_Task objective_: Your task is to write out exactly the lines of the listing below, from the first down to the line that holds "None, voltage_level_details: bool".
═══ Material for this exercise ═══
PR #1191, opened 2026-04-09
Add NAD parameters

rolnico:

No

Feature

Several NAD parameters are missing

The following NAD parameters have been added:
- scale_factor
- timeout_seconds
- edge_info_included
- voltage_level_legends_included

- [ ] Yes
- [x] No

**Other information**:

### DIFF
--- a/pypowsybl/network/impl/nad_parameters.py
+++ b/pypowsybl/network/impl/nad_parameters.py
@@ -25,7 +25,8 @@ class NadParameters:
                  scaling_factor: int = 150000, radius_factor: float = 150.0,
                  edge_info_displayed: Optional[EdgeInfoType] = None, voltage_level_details: bool = True,
                  injections_added: bool = False,
-                 edge_info_parameters: Optional[EdgeInfoParameters] = None):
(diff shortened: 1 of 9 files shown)


pypowsybl/network/impl/nad_parameters.py
```diff
@@ -43,6 +45,10 @@ def __init__(self, edge_name_displayed: Optional[bool] = None, id_displayed: boo
         self._check_edge_info_parameters(edge_name_displayed=edge_name_displayed,
                                          edge_info_displayed=edge_info_displayed,
                                          edge_info_parameters=edge_info_parameters)
+        self._scale_factor = scale_factor
```
HugoKulesza, line 48: Is it really necessary to add this when we already have a "scaling_factor" parameter in the class (or are these just too closely named despite being used for different things) ?

rolnico: I tried, but they are not the same, and not even the same type (double vs int)...

HugoKulesza:
Tried and tested on local build : all three new parameters do work.

HugoKulesza (approved):

PR #1208, opened 2026-04-28
Add DcSwitch API in PyPowSyBl.

### LINKED ISSUE #1176: Support enhanced DC circuit breaker

There is a DcSwitch class, with on/off states but no resistance. A DC circuit breaker with resistance is requested in PowSyBl Core https://github.com/powsybl/powsybl-core/issues/3827

It is possible to create and manipulate in PowSyBl the DC breaker requested in https://github.com/powsybl/powsybl-core/issues/3827

### Describe the motivation

Resistance of breakers are essential to analyze losses as well as security in AC/DC load flow analyses.

### Extra Information

Proposed solution in PowSyBl Core: add a resistance parameter in class DcSwitch.
This will be reflected in the Python API of DcSwitch.

SGI-Landry:
It already takes the resistance property into account.

Fixes #1176

Add support for DcSwitch in PyPowSyBl
- main operations for dc_switches: open_dc_switch, close_dc_switch, get_dc_switches, update_dc_switches and create_dc_switches.
- this is reflected in the Java adder and the C binding.
- It supposes the existence of resistance in the DcSwitch model in PowSyBl-core.

- [ ] Yes
- [x] No


SGI-Landry:
Hello @bperr can you please review this activity? Beware that it won't compile unless you build it against the `main` version of PowSyBl core.

SGI-Landry:
Hello @HugoKulesza, can you please start reviewing this activity? As mentioned over Slack, this can be tested against the `main` branch of PowSyBl-Core, but it cannot be merged before the June release train.

SGI-Landry:
Hello @HugoKulesza did you have the chance to review this activity ?

HugoKulesza:
Hi @SGI-Landry, I did a first pass on it and I didn't see any major problem with the PR. For the complete review we'll wait for dependencies so that we have the build and sonar as support. Do not worry, since I know this PR must be in the next release (and is tagged accordingly) I'll take the time needed before releasing to ensure it passes.

SGI-Landry:
> Hi @SGI-Landry, I did a first pass on it and I didn't see any major problem with the PR. For the complete review we'll wait for dependencies so that we have the build and sonar as support. Do not worry, since I know this PR must be in the next release (and is tagged accordingly) I'll take the time needed before releasing to ensure it passes.

Thanks for this first feedback. Now I can wait for the release train and not worry about anticipating large required refactoring.

java/pypowsybl/src/main/java/com/powsybl/python/network/NetworkCFunctions.java
```diff
@@ -1190,6 +1189,19 @@ public boolean getAsBoolean() {
...
+        return doCatch(exceptionHandlerPtr, new BooleanSupplier() {
+            @Override
+            public boolean getAsBoolean() {
+                Network network = ObjectHandles.getGlobal().get(networkHandle);
+                String idStr = CTypeUtil.toString(id);
+                return NetworkUtil.updateDcSwitchPosition(network, idStr, open);
+            }
+        });
+    }
+
```
HugoKulesza, line 1204: We could avoid adding a whole new method here, and in every cpp files, by just adding a "dc" boolean parameter to the existing `updateSwitchPosition` and using it to call the right NetworkUtil method underneath.

pypowsybl/network/impl/network.py
```diff
@@ -225,6 +225,36 @@ def open_switch(self, id: str) -> bool:
...
+        Args:
+            id: the identifier of the DC switch to open.
+
+        Returns:
+            ``True`` if the switch state changed (was closed before), ``False`` if it was already open.
+
+        See Also:
+            :meth:`close_dc_switch`, :meth:`get_dc_switches`
+        """
+        return _pp.update_dc_switch_position(self._handle, id, True)
```
HugoKulesza, line 241: By not creating a new method and only adding a parameter, you would have here :

```suggestion
        return _pp.update_switch_position(self._handle, id, True, True)
```
(with the second boolean referencing to "dc")

SGI-Landry:
@HugoKulesza thanks for your review. I'm not very keen on changing the philosophy around DC equipment at this stage. The approach was initiated by @jeandemanged in July 2025. It results in a bit more code, but it avoids confusion between AC and DC equipment, which are modeled very differently anyway. As an added benefit, it allows us to distinguish between AC disconnection and DC disconnection for ACDC converters.

HugoKulesza (approved):
After discussing with @SGI-Landry, the discussions about the technical choices of implementation in the C/C++ parts can be treated later. The API in python is correct and will not have to be changed anyway and it's the more important validation.

(+ the subject of discussion also encompasses former methods that have a direct mapping via C/C++ such as the similar `update_switch_position`)

PR #1209, opened 2026-04-28
bus to bus switch import for pandapower import

pawellytaev:

- [ ] Docs have been added / updated (for bug fixes / features) - _EDIT: there is actually no doc on the pandapower import yet_

No

import bus to bus switches from pandapower

switches are ignored leading to buses being disconnected

switches are imported, so all bus to bus switches can be imported

- [ ] Yes
- [x] No

**Other information**:

For now, only bus to bus switches are considered. Line switches and transformer switches from pandapower can be done in a next step (by adding an additional auxiliary bus in powsybl and then re-connecting the line and the switch accordingly)


pypowsybl/network/impl/pandapower_converter.py
```diff
@@ -44,10 +44,24 @@ def convert_from_pandapower(n_pdp: pandapowerNet) -> Network:
     create_shunts(n, n_pdp)
     create_lines(n, n_pdp)
     create_transformers(n, n_pdp)
+    create_switches(n, n_pdp)
     create_extensions(n, slack_weight_by_gen_id)
 
     return n
 
+def create_switches(n: Network, n_pdp: pandapowerNet) -> None:
```
HugoKulesza: I would prefer to call it `create_switches_between_buses` (and remove the comment about line_switches) so that later it is clearer that not all switches are currently imported.

HugoKulesza (changes requested):
Just a little naming change, but otherwise it's all good, than you for the PR !

pypowsybl/network/impl/pandapower_converter.py
pawellytaev: done, thanks for the review :-)

HugoKulesza (approved):

PR #1223, opened 2026-05-28
feat: Add a binding for the java switchflow functionality

nicow-elia:

No, just a powsybl [slack post](https://powsybl.slack.com/archives/C03DUM4UJCW/p1779168059766819).

A feature which wraps the java SwitchFlow functionality in pypowsybl, so flows over a switch can be retrieved.

There is no such binding.

A binding exists.

- [ ] Yes
- [x] No


HugoKulesza (commented):
Hello, thank you for your PR ! 
Is there a reason to not add the P and Q values as new columns in the dataframe retrieved by network.get_switches(), so as to not create a whole new dataframe only for this ?

nicow-elia:
My thought why to add this separately is because adding it to get_switches would add overhead to the function call. There is a relatively heavy graph walk behind the switch flow method, while get_switches just returns "static" data. But if you prefer, I can also add it to get_switches with an additional argument boolean, maybe something like ```net.get_switches(return_switchflow=True)```?

HugoKulesza:
Ok I understand the performance issue. 
Since all methods call get_element underneath, I prefer what you did (a new dataframe) to a change in this method with a new parameter.
So it's all good for the design i'll do another pass with more detail

HugoKulesza (approved):

PR #1225, opened 2026-06-04
feat: Bind voltage angle violations functionality

nicow-elia:

It binds the voltage angle limit functionality that is already existing in the java world through python. Now, the user can not only add operationalLimits but also voltageAngleLimits. It adds a binding for listing, creation and deletion and validates that the security analysis respects these.

Voltage angle limits are not available from pypowsybl.

Voltage angle limits are available from pypowsybl.

- [ ] Yes
- [x] No

**Other information**:
I considered adding the voltage angle limits through the operational limits interface, but it seemed semantically too different. Preexisting limits only have one value and have a duration, which doesn't match the voltage angle limit specs of two values and no duration.
Also I wondered how to name the limits. Voltage Angle Limits are technically also operational limits, but from a different perspective of operations. E.g. when you operate a station in two-node configuration you do not want the voltage angle to drift too far so you can never close the coupler again. Nothing physically happens if it is violated, but it is still an operational concern that dictates this limit. Maybe we could rename "operational limits" to "thermal limits" or something like that? Should likely not be the scope of this PR though to execute that rename.


HugoKulesza:
I agree that we should think of something for the "operational_limits" methods, because it would be strange that voltage_angle limits are not included in it if the method is called this way. On powsybl-core side, the distinction between CURRENT/ACTIVE_POWER/APPARENT_POWER and VOLTAGE_ANGLE is that the first three are `LoadingLimits` on top of being `OperationalLimits` (and that's the class that defines the structure with groups and durations).
So I guess we can deprecate the "operational_limits" methods in favor of "loading_limits" ones, so that it is clearly split between them and the voltage_angle ones.

docs/user_guide/security.rst
```diff
@@ -37,6 +37,28 @@ the violations created by the contingency, they are collected by contingency in
                       NHV1_NHV2_2                   CURRENT  permanent   500.0           2147483647              1.0  1477.824335  TWO
                       VLHV1                     LOW_VOLTAGE              400.0           2147483647              1.0   392.158685
```
HugoKulesza:
```suggestion
                      VLHV1                     LOW_VOLTAGE              400.0           2147483647              1.0   392.158685     
```
I'm not sure why the formatting changed but that is the only difference I could find in the doctest error of the build

HugoKulesza (commented):
Everything's good for me, there's only the doctest that does not go through.

The renaming of operational limits methods to loading limits will be done in a next PR

HugoKulesza (approved):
═══
_Task result_:
PR #1191, opened 2026-04-09
Add NAD parameters

rolnico:

No

Feature

Several NAD parameters are missing

The following NAD parameters have been added:
- scale_factor
- timeout_seconds
- edge_info_included
- voltage_level_legends_included

- [ ] Yes
- [x] No

**Other information**:

### DIFF
--- a/pypowsybl/network/impl/nad_parameters.py
+++ b/pypowsybl/network/impl/nad_parameters.py
@@ -25,7 +25,8 @@ class NadParameters:
                  scaling_factor: int = 150000, radius_factor: float = 150.0,
                  edge_info_displayed: Optional[EdgeInfoType] = None, voltage_level_details: bool = True,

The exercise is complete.